■ **What you need to do**
Gather all lines in the entries that include the word "requestDevice".

Dataset excerpts:
BEGIN
PR #4809, opened 2024-08-09
Proposal: expose GPUAdapterInfo from GPUDevice

jzm-intel:
This PR is a proposal to enable accessing the GPUAdapterInfo of the physical adapter that create a GPUDevice by using GPUDevice.adapterInfo.

Issue: #4810

### DIFF
--- a/spec/index.bs
+++ b/spec/index.bs
@@ -1832,7 +1832,9 @@ agent's discretion which values to reveal, and it is likely that on some devices
 will be populated. As such, applications **must** be able to handle any possible {{GPUAdapterInfo}} values,
 including the absence of those values.
 
-The information exposed by a {{GPUAdapter}} or {{GPUDevice}} (for the adapter that created this device) is immutable:
+The {{GPUAdapterInfo}} for an adapter is exposed via {{GPUAdapter/info|GPUAdapter.info}}
+and {{GPUDevice/adapterInfo|GPUDevice.adapterInfo}}).
+This info is immutable: 
 for a given adapter, each {{GPUAdapterInfo}} attribute will return the same value every time it's accessed.
 
 Note:
--- a/spec/index.bs
+++ b/spec/index.bs
@@ -1832,8 +1832,8 @@ agent's discretion which values to reveal, and it is likely that on some devices
 will be populated. As such, applications **must** be able to handle any possible {{GPUAdapterInfo}} values,
 including the absence of those values.
 
-The information exposed by a {{GPUAdapter}} is immutable: for a given adapter, each {{GPUAdapterInfo}}
-attribute will return the same value every time it's accessed.
+The information exposed by a {{GPUAdapter}} or {{GPUDevice}} (for the adapter that created this device) is immutable:
+for a given adapter, each {{GPUAdapterInfo}} attribute will return the same value every time it's accessed.
 
 Note:
 Though the {{GPUAdapterInfo}} attributes are immutable *once accessed*, an implementation may delay the decision on
@@ -2778,6 +2778,7 @@ To get a {{GPUDevice}}, use {{GPUAdapter/requestDevice()}}.
 interface GPUDevice : EventTarget {
     [SameObject] readonly attribute GPUSupportedFeatures features;
     [SameObject] readonly attribute GPUSupportedLimits limits;
+    [SameObject] readonly attribute GPUAdapterInfo adapterInfo;
 
     [SameObject] readonly attribute GPUQueue queue;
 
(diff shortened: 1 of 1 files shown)


Kangz:
I think this would be easier to get agreement on if it exposed the `GPUAdapter` directly. @mwyrzykowski @jimblandy WDYT?

mwyrzykowski (changes requested):
There is nothing wrong with this change but it is not needed, since one adapter can be used to create only one device.

mwyrzykowski:
> I think this would be easier to get agreement on if it exposed the `GPUAdapter` directly. @mwyrzykowski @jimblandy WDYT?

There is nothing wrong with the idea, I just think it is not needed, since somewhere the adapter variable was already created in order to have a GPUDevice.

Is there a use case or GitHub issue prompting this change?

spec/index.bs
```diff
@@ -2821,6 +2822,26 @@ GPUDevice includes GPUObjectBase;
...
     ::
         The primary {{GPUQueue}} for this device.
+
+    : <dfn>adapterInfo</dfn>
+    ::
+        Information about the physical adapter which created the [=device=] that this {{GPUDevice}} refers to.
+
+        For a given {{GPUDevice}}, the {{GPUAdapterInfo}} values exposed are constant over time.
+
+        The same object is returned each time. To create that object for the first time:
```
kainino0x, line 2832: We need to decide if this returns same object as the adapter (i.e. if `adapter.info === device.adapterInfo`). I think it should but @toji WDYT?

In order to do this we can just remove these steps, and `Set |gpuDevice|.{{GPUDevice/adapterInfo}} to |this|.{{GPUAdapter/info}}` in the last steps of `requestDevice()`.

mwyrzykowski: If we require the same object to be returned each time, then we also require the information to be persisted which seems unnecessary.

Do frameworks require the same object or are they just interested in the string?

mwyrzykowski (commented):
Would propose we remove the constraint that the same object is returned each time, which seems not needed, at least initially.

kainino0x:
> Would propose we remove the constraint that the same object is returned each time, which seems not needed, at least initially.

I think using [`[SameObject]`](https://webidl.spec.whatwg.org/#SameObject) in this way is common practice. It allows accessing `.info.x` `.info.y` etc without creating a whole new `GPUAdapterInfo` allocation each time (it looks like a lightweight operation and it should be). We also shouldn't plan to change this later as it could be technically breaking (even if unlikely).

Returning the same object from both `adapter.info` and `device.adapterInfo` is less important, but it's best for compatibility if we decide now.

spec/index.bs
kainino0x: > Would propose we remove the constraint that the same object is returned each time, which seems not needed, at least initially.

I think using [`[SameObject]`](https://webidl.spec.whatwg.org/#SameObject) in this way is common practice (we already have it on `adapter.info`. It allows accessing `.info.x` `.info.y` etc without creating a whole new `GPUAdapterInfo` allocation each time (it looks like a lightweight operation and it should be). We also shouldn't plan to change this later as it could be technically breaking (even if unlikely - like you say applications should generally be interested only in the string, but they could attach expando properties here.).

Returning the same object from both `adapter.info` and `device.adapterInfo` is less important, but it's best for compatibility if we decide now.

spec/index.bs
```diff
@@ -1832,8 +1832,8 @@ agent's discretion which values to reveal, and it is likely that on some devices
 will be populated. As such, applications **must** be able to handle any possible {{GPUAdapterInfo}} values,
 including the absence of those values.
 
-The information exposed by a {{GPUAdapter}} is immutable: for a given adapter, each {{GPUAdapterInfo}}
-attribute will return the same value every time it's accessed.
+The information exposed by a {{GPUAdapter}} or {{GPUDevice}} (for the adapter that created this device) is immutable:
```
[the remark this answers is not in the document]
toji: Agreed with this suggestion. I think it helps readability.

spec/index.bs
toji: The use of `[SameObject]` here is fine IMO, especially given that we use it for quite a few other attributes.

As for using the same JS object for both the adapter and device, I don't know that I see much benefit? It does strike me as a little strange that I can modify an attribute of one object and have that change be reflected on an attribute of another object. Plus, I don't really see what benefit that requirement would have? The only thing I could imagine is that it would allow you to detect if a given device was created by a given adapter, which isn't really useful? (Unless you want to persist the same adapter info across multiple `requestAdapter()` results to indicate that it's the same adapter each time, which sounds like a bad idea.)

I think for the sake of simplicity it's likely best if the adapter and device have separate JS objects for their adapter into.

kainino0x: OK, then let's keep `[SameObject]` and keep the two copies separate? -- No change needed.

WDYT? @mwyrzykowski

mwyrzykowski (approved):

spec/index.bs
mwyrzykowski: Sounds great, sorry meant to remove my 'request changes' after the F2F. The discussion regarding [SameObject] was not a blocker for me

kainino0x (approved):

spec/index.bs
PRINZETH, line 1: spec/index.bs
END
■ **Response to this task**
@@ -2778,6 +2778,7 @@ To get a {{GPUDevice}}, use {{GPUAdapter/requestDevice()}}.
In order to do this we can just remove these steps, and `Set |gpuDevice|.{{GPUDevice/adapterInfo}} to |this|.{{GPUAdapter/info}}` in the last steps of `requestDevice()`.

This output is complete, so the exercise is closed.